The decision is recorded alongside the action record regardless of outcome.


Attribution tags

These tags are applied consistently across Terraform resources, Packer builds, and CI pipelines. They map to Azure tags and GCP labels as appropriate.

Tag Example values
cost:env dev, staging, prod
cost:owner hybridops-tech
cost:component ctrl01, rke2, netbox, edge
cost:run_id CI build number or UUID
cost:purpose dr-test, burst, baseline, deploy

Policy configuration

Cost thresholds live in environment policy files, not in service code. The relevant fields:

policy:
  decision:
    prefer_cloud_with_credits: true   # Avoid cloud spend if credits available
    cloud_priority: ["azure", "gcp", "onprem"]
    max_cost_per_hour_usd: 5          # Per-hour guardrail

When prefer_cloud_with_credits is true, the service favours clouds with active credits. cloud_priority controls the preference order when multiple targets are viable. max_cost_per_hour_usd is the hard guardrail: a DENY is issued if projected spend exceeds this threshold.


Cost record schema

{
  "run_id": "<RUN_ID>",
  "timestamp": "<ISO8601>",
  "env": "<ENV>",
  "owner": "<OWNER>",
  "component": "<COMPONENT>",
  "purpose": "<PURPOSE>",
  "estimated_monthly_cost_usd": 12.34,
  "currency": "USD",
  "details": {
    "compute": 8.50,
    "storage": 3.20,
    "network": 0.64
  },
  "source": "terraform-plan"
}

Estimates are derived from terraform plan JSON output or static price tables. The schema is the same whether emitted by a CI pipeline or read by the Cost Decision Service.

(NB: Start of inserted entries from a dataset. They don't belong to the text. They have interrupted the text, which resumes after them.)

PR #6008, opened 2024-01-10
https://issues.redhat.com/browse/ACM-8893 CLC clean up (WIP)

oafischer:
Release images clean up


clusters/cluster_lifecycle/release_image_intro.adoc
```diff
@@ -1,61 +1,10 @@
...
-  labels:
-    channel: fast
-    visible: 'true'
-  name: img4.13.8-x86-64-appsub
-spec:
-  releaseImage: quay.io/openshift-release-dev/ocp-release:4.12.8-x86_64
-----
- 
-Additional release images are stored, but are not visible in the console. To view all of the available release images, run `kubectl get clusterimageset`.
+The release image specifies the version of {ocp} to use for building the cluster. By default, {ocp-short} uses the `clusterImageSets` resources to get the list of supported release images.
```
jc-berger: Not a big deal to decrease anthropomorphism and to increase user focus, you could rephrase to something like:

When you build your cluster, use the version of {ocp} that the release image specifies.

clusters/cluster_lifecycle/release_images_specify.adoc
```diff
@@ -1,25 +1,24 @@
 [#release-images-specify]
 = Specifying release images
 
-When you create a cluster on a provider by using {mce-short}, you must specify a release image to use for the new cluster. The release image specifies which version of {ocp} is used to build the cluster. By default, the `clusterImageSets` resources are used by {ocp-short} to get the list of supported release images.
+When you create a cluster on a provider by using {mce}, you must specify a release image to use for the new cluster. See the following topics to learn how to specify a release image.
```
jc-berger: Small changes for minimalism. Also, since `see the following topics` introduces the list, I think the sentence should end on that statement. So something like:

When you create a cluster on a provider by using {mce}, specify a release image to use for your new cluster. To specify a release image, see the following topics:

clusters/cluster_lifecycle/release_images_specify.adoc
```diff
@@ -1,25 +1,24 @@
...
+- <<cluster-image-set,Locating _ClusterImageSets_>>
+- <<config-cluster-image-set,Configuring _ClusterImageSets_>>
+- <<manual-release-image-cross-arch,Creating a release image to deploy a cluster on a different architecture>>
 
 [#cluster-image-set]
 == Locating _ClusterImageSets_
 
-The files that reference the release images are YAML files that are maintained in the link:https://github.com/stolostron/acm-hive-openshift-releases[acm-hive-openshift-releases GitHub repository] GitHub repository.
-Those files are used create the list of the available release images in the console. This includes the latest fast channel images from {ocp-short}. 
+The YAML files referencing the release images are maintained in the _acm-hive-openshift-releases_ GitHub repository. The files are used to create the list of the available release images in the console. This includes the latest fast channel images from {ocp-short}.
```
jc-berger, line 13: Is the user using the files to create the list of available release images? If so, let's make it more user focused (see rewrite below). If the files automatically creates these lists, then leaving the sentence as-is in passive voice is fine :)
 
Use the files to create a lists of available release images in the console. The files also include the latest fast channel images from {ocp-short}.

clusters/cluster_lifecycle/release_images_specify.adoc
```diff
@@ -34,42 +33,47 @@ spec:
...
 - Releases: Contains files that reference all of the release images for each {ocp-short} version (stable, fast, and candidate channels)
++
 *Note:* These releases have not all been tested and determined to be stable.
 
-* Stable: Contains files that reference the latest two stable versions of the release images for each {ocp-short} version that is supported.
-
-**Note:** By default, the current list of release images is updated one time an hour. After upgrading the product, it may take up to an hour for the list to reflect the recommended release image versions for the new version of the product.
+- Stable: Contains files that reference the latest two stable versions of the release images for each supported {ocp-short} version..
++
+*Note:* By default, the current list of release images updates one time every hour. After upgrading the product, it might take up to one hour for the list to reflect the recommended release image versions for the new version of the product.
```
jc-berger, line 52: Do we want to hold ourselves accountable to a strict one hour timeframe? Or to err on the side of caution, can we keep it broad? 

After the upgrading the product, it can take time to reflect he recommended release image version for the new version of the product.

clusters/cluster_lifecycle/release_images_specify.adoc
```diff
@@ -34,42 +33,47 @@ spec:
...
 
 [#config-cluster-image-set]
 == Configuring _ClusterImageSets_
 
-You can configure your `ClusterImageSets` with the following options. 
+You can configure your `ClusterImageSets` with the following options:
 
-- *Option 1:* Specify the image reference for the specific `ClusterImageSet` that you want to use in the console when creating a cluster. Each new entry you specify persists and is available for all future cluster provisions. See the following example entry: 
+- Option 1: Specify the image reference for the specific `ClusterImageSet` that you want to use in the console when creating a cluster. Each new entry you specify persists and is available for all future cluster provisions See the following example entry:
```
jc-berger: Not the biggest deal, but IBM SG does encourage us to lead with reason/purpose, then give action. So it would be:

To create a cluster in the console, specify the image reference for the specific `CluterImageSet` that you want to use.

clusters/cluster_lifecycle/release_images_specify.adoc
```diff
@@ -34,42 +33,47 @@ spec:
...
 +
 ----
 quay.io/openshift-release-dev/ocp-release:4.6.8-x86_64
 ----
 
-- *Option 2:* Manually create and apply a `ClusterImageSets` YAML file from the `acm-hive-openshift-releases` GitHub repository.
+- Option 2: Manually create and apply a `ClusterImageSets` YAML file from the `acm-hive-openshift-releases` GitHub repository.
 
-- *Option 3:* Follow the `README.md` in the link:https://github.com/stolostron/cluster-image-set-controller/blob/main/README.md[cluster-image-set-controller GitHub repository] to enable automatic updates of `ClusterImageSets` from a forked GitHub repository.
+- Option 3: Follow the `README.md` in the _cluster-image-set-controller_ GitHub repository to enable automatic updates of `ClusterImageSets` from a forked GitHub repository.
```
jc-berger: Same reason for suggested change for option 1. Again, this feedback is optional, as it's not a strict rule in the IBM SG. 

To enable automatic of `ClusterImageSets` from a forked GitHub repository, follow the `README.md` in the _cluster-image-set-controller_ GitHub repository.

clusters/cluster_lifecycle/release_images_specify.adoc
```diff
@@ -88,7 +92,7 @@ To create the release image for {ocp-short} images that do not support multiple
 
 . From the link:https://quay.io/repository/openshift-release-dev/ocp-release[{ocp-short} release registry], create a link:https://docs.docker.com/registry/spec/manifest-v2-2/[manifest list] that includes `x86_64`, `s390x`, `aarch64`, and `ppc64le` release images.
 
-.. Pull the manifest lists for both architectures in your environment from the link:https://quay.io/repository/openshift-release-dev/ocp-release?tab=tags[Quay repository] using the following example commands, replacing `4.x.1` with the current version of the product:
+.. Pull the manifest lists for both architectures in your environment from the link:https://quay.io/repository/openshift-release-dev/ocp-release?tab=tags[Quay repository] by running the following example commands. Replace `4.x.1` with the current version of the product:
```
jc-berger, line 95: Think it would read better if the `replace` action was a separate step? So:

.. Pull the manifest lists...
.. Replace `4.x.1`...

clusters/cluster_lifecycle/release_images_specify.adoc
```diff
@@ -97,32 +101,29 @@ podman pull quay.io/openshift-release-dev/ocp-release:4.x.1-s390x
 podman pull quay.io/openshift-release-dev/ocp-release:4.x.1-aarch64
 ----
 
-.. Log in to your private repository where you maintain your images:
+.. Log in to your private repository where you maintain your images by running the following command. Replace `<private-repo>` with the path to your repository.:
```
jc-berger, line 104: Same question in previous comment. What do you think of: 

.. Log in to your private repository...
.. Replace `<private-repo>`...

clusters/cluster_lifecycle/release_images_specify.adoc
```diff
@@ -97,32 +101,29 @@ podman pull quay.io/openshift-release-dev/ocp-release:4.x.1-s390x
...
 +
 ----
 podman login <private-repo>
 ----
-+
-Replace `private-repo` with the path to your repository.
 
-.. Add the release image manifest to your private repository by running the following commands that apply to your environment, replacing `4.x.1` with the current version of the product:
+
+.. Add the release image manifest to your private repository by running the following commands that apply to your environment. Replace `4.x.1` with the current version of the product. Replace `<private-repo>` with the path to your repository:
```
jc-berger, line 111: Same question as above.

clusters/cluster_lifecycle/release_images_specify.adoc
jc-berger: Ah, reviewing the whole doc, it looks like this `replace` is a recurring pattern. 

In which case, that would require a lot of tedious work to make every `replace` action a substep. And I don't even know if it would enhance and improve the user experience. 

With that said, don't feel obliged to make the change :) It can stay as-is!

clusters/cluster_lifecycle/release_images_specify.adoc
oafischer: I assume ACM or some part of ACM or OCP uses the files to create the list. It's definitely not the user creating the list.

clusters/cluster_lifecycle/release_images_specify.adoc
oafischer: This would be a technical change, I think it's safer to stick with the existing info since it was dev reviewed at some point in the past.

clusters/cluster_lifecycle/release_images_specify.adoc
oafischer: Fixed, thanks!

clusters/cluster_lifecycle/release_image_intro.adoc
oafischer: Updated

clusters/cluster_lifecycle/release_images_specify.adoc
oafischer: Updated

clusters/cluster_lifecycle/release_images_specify.adoc
oafischer: Updated

clusters/cluster_lifecycle/release_images_specify.adoc
oafischer: In the past we used to list out each variable replacement step after the command in a list, similar to what you are suggesting.

We decided a while back that we wanted to move those variable replacement steps to before the command (which makes more sense from a chronological point) and simply make it part of the prompt, without a list, unless there are several steps, in which case we might want to consider a general statement like "replace variables where needed".

jc-berger (approved):
/lgtm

When a guardrail is breached

A DENY from the Cost Decision Service does not indicate a failure: it indicates the constraint is working. The cost guardrail breach runbook defines three response paths:

  1. Degraded mode: operate with minimal footprint, read-only services, no retry loops, until the next budget window.
  2. Override: document the request, obtain explicit approval, re-run with the override flag set. All override records are stored alongside the original decision.
  3. Postpone: defer the action until the budget resets; update cost and DR plans accordingly.

In all cases, the decision payload (cost-decision.json), the chosen path, and any approval records are written to <runtime-root>/logs/cost/ and cross-referenced in <runtime-root>/logs/dr/.